Why cron jobs fail silently (and how to catch them)

Cron jobs are the workhorses of backend infrastructure. They run database cleanups, send scheduled emails, generate reports, take backups, and keep data fresh. Most of the time they work perfectly. When they don't — you usually find out too late.

The fundamental problem is asymmetry: when a cron job succeeds, you know because you see the result. When it fails, often nothing happens — no log, no email, no error page. The failure mode is silence.

Why cron jobs go silent

Non-zero exit with no notification

Unix cron sends output by email to the local system user — but only if MAILTO is configured and the server has a working mail transfer agent. Most production servers don't. If your job exits with code 1, cron reports it nowhere. The job simply "ran" from cron's perspective.

The job never started

Syntax errors in crontab, wrong filesystem paths, permission issues, or the cron daemon itself crashing prevent jobs from running at all. Because cron has no "job didn't run" notification mechanism — it can't know what was supposed to run and didn't — these failures are completely invisible.

The job ran but produced no useful output

Many scripts swallow errors internally. A Python script with a broad except: pass, a bash script without set -e, or a database command that silently rolls back. The job exits 0, cron is satisfied, but nothing useful happened.

The job ran slowly and was killed

Some schedulers kill jobs that exceed a timeout. Others let the previous instance keep running while the next one fires. Neither situation typically produces a useful alert.

Closing the detection gap

Cron was designed as a scheduler, not a monitor. It fires tasks on a schedule and moves on. There is no built-in mechanism for "I expected job X to complete successfully and it didn't."
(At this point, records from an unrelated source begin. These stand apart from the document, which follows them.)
PR #7081, opened 2018-10-18
rec: extend the validity period of signatures by a number of seconds

mind04:
### Short description
There are some weird, maybe even broken, dnssec implementations out there. This pull is a workaround for the sign with inception is NOW problem. This is done by a loadbalancer vendor with a letter and a number in it's name. This is bad because only a very small time difference between signer and validator is enough for a domain to go bogus from time to time. 
This pull is adding an option to extent the signature validity by a number of seconds at inception and expire. This will increase the resilience of the validation process and avoid a number of hard to explain bogus results for high profile domains. The default is to add 60 seconds to the signature lifetime. If you think you need to increase this value check your clock. Ntp is your friend...

### Checklist
I have:
- [x] compiled this code
- [x] tested this code
- [ ] documented the code

### DIFF
--- a/pdns/recursordist/docs/settings.rst
+++ b/pdns/recursordist/docs/settings.rst
@@ -1096,6 +1096,15 @@ Query example (where 192.0.2.14 is your server):
 PowerDNS can change its user and group id after binding to its socket.
 Can be used for better :doc:`security <security>`.
 
+.. _setting-signature-inception-skew:
+
+``signature-inception-skew``
+----------------------------------
+-  Integer
+-  Default: 60
+
+Allow the signture inception to be off by this number of seconds. Negative values are not allowed.
+
 .. _setting-single-socket:
 
 ``single-socket``
--- a/pdns/recursordist/docs/settings.rst
+++ b/pdns/recursordist/docs/settings.rst
@@ -1100,6 +1100,8 @@ Can be used for better :doc:`security <security>`.
 
 ``signature-inception-skew``
 ----------------------------------
+.. versionadded:: 4.1.5
+
 -  Integer
 -  Default: 60
 
--- a/pdns/recursordist/docs/settings.rst
+++ b/pdns/recursordist/docs/settings.rst
@@ -1105,7 +1105,11 @@ Can be used for better :doc:`security <security>`.
 -  Integer
 -  Default: 60
 
-Allow the signture inception to be off by this number of seconds. Negative values are not allowed.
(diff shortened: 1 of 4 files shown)


pdns/recursordist/docs/settings.rst
```diff
@@ -460,6 +460,15 @@ If set, all hostnames in the `export-etc-hosts`_ file are loaded in canonical fo
 So an entry called 'pc' with ``export-etc-hosts-search-suffix='home.com'`` will lead to the generation of 'pc.home.com' within the recursor.
 An entry called 'server1.home' will be stored as 'server1.home', regardless of this setting.
 
+.. _setting-extend-signature-validity:
+
+``extend-signature-validity``
+----------------------------------
+-  Integer
```
rgacogne: A `versionadded:: 4.2.0` (for example) would be nice

mnordhoff:
If you do backport this to 4.1, I'd suggest having it off by default. (And turning it on by default in 4.2.)

This is weird and paranoid, but people could have compliance reasons for being unable to accept expired RRSIGs, and people are less careful about reading the changelogs of point releases.

(A CA using a different resolver got in trouble because this feature was on by default. But they just made a mistake -- it was always on by default, they didn't miss a change.)

mind04:
We are talking about 60 seconds to compensate for clock skew, not hours or days (like in other software).

When your validation process is this critical and compliance is that important, you should always read change-logs. If you fail to do so, don't blame software for a more sane mode of operation. For normal users this small number of seconds will prevent some insanely hard to debug validation failures. And by doing so it will save many hours of debugging and speed up the dnssec adoption as a whole. Something CAs should love...

I'm against a switched off default in 4.1.x, because this will mean people will choose a shitty value for this option when they hit this problem. And this value stay in there config for years.

In my opinion this is one of those pulls where “The Needs of the Many Outweigh the Needs of the Few”.

Or maybe we should just release 4.2.0 ;)

Habbie:
> (A CA using a different resolver got in trouble because this feature was on by default. But they just made a mistake -- it was always on by default, they didn't miss a change.)

Do you have a reference for this? It sounds juicy.

phonedph1:
Looks to be this  https://bugzilla.mozilla.org/show_bug.cgi?id=1398427 for anyone else interested.

Habbie:
The 4.1.x version of this (with default '0') was merged. Changed milestone back to 4.2.0.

To close this gap, you need an external system that expects a completion signal from the job and alerts when the signal doesn't arrive. This is the dead man's switch pattern: the job checks in when it finishes, and the absence of a check-in triggers the alert.

The pattern: ping only on success

The most reliable fix is simple: add one line at the end of your job that only runs if everything above it succeeded. In bash, set -euo pipefail guarantees exit on any error:

bash

#!/bin/bash
set -euo pipefail

# Your job code here
/scripts/backup.sh

# Only reached if backup.sh exited 0
curl -fsS https://api.tymo.site/p/YOUR_TOKEN

set -euo pipefail means: exit immediately on error (-e), treat unset variables as errors (-u), and propagate pipe failures (-o pipefail). Combined with the ping pattern, the job either pings on success or stays silent — and silence triggers an alert.

In Python, the structure is equivalent:

python

import urllib.request, sys

PING_URL = "https://api.tymo.site/p/YOUR_TOKEN"

def main():
    do_backup()  # raises on failure

try:
    main()
    urllib.request.urlopen(PING_URL)  # only on success
except Exception as e:
    print(f"Job failed: {e}", file=sys.stderr)
    sys.exit(1)

What MAILTO can't catch

Setting MAILTO in your crontab captures stdout and stderr from your jobs. But the most dangerous failures are the ones that exit 0 and produce no output while failing to do useful work: a backup that connected to the database but wrote an empty file, a report that ran but processed stale data, a cleanup that stopped after the first error but caught the exception and continued.

Monitoring the expected arrival of a completion signal catches this class of failure. Monitoring output doesn't. That's why heartbeat monitoring and log monitoring are complementary, not interchangeable — they catch different things.